EXERCISE GOAL: Since only part of the material below is wanted, output exactly the lines from the one with "reads the response" up to and including the one with "pre-flights the tunnel".

SOURCE MATERIAL:
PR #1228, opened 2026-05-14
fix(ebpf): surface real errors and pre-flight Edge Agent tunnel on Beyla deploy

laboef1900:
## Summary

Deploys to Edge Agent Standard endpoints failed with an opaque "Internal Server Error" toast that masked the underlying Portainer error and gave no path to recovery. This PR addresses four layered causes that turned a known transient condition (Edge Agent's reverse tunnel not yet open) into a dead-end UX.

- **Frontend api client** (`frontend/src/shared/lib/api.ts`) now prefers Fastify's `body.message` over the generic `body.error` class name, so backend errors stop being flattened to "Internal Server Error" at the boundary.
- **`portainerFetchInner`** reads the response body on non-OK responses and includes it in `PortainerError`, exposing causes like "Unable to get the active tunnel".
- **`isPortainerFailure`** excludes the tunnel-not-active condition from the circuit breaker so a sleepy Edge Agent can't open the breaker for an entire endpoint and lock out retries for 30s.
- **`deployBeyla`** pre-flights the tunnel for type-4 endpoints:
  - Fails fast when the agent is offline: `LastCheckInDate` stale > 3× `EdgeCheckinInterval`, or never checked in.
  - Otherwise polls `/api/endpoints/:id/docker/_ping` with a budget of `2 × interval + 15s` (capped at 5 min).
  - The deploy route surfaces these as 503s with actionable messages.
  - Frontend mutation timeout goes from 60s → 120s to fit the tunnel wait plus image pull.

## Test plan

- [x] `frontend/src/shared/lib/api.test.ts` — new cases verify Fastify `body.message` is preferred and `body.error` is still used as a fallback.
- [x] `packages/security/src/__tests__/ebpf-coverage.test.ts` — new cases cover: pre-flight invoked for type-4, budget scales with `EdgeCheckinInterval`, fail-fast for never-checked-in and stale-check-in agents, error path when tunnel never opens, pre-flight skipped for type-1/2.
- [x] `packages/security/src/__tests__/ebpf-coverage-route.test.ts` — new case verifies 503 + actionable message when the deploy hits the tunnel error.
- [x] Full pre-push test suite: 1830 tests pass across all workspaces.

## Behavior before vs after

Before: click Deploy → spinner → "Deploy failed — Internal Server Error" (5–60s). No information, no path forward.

FINISHED EXERCISE:
- **`portainerFetchInner`** reads the response body on non-OK responses and includes it in `PortainerError`, exposing causes like "Unable to get the active tunnel".
- **`isPortainerFailure`** excludes the tunnel-not-active condition from the circuit breaker so a sleepy Edge Agent can't open the breaker for an entire endpoint and lock out retries for 30s.
- **`deployBeyla`** pre-flights the tunnel for type-4 endpoints:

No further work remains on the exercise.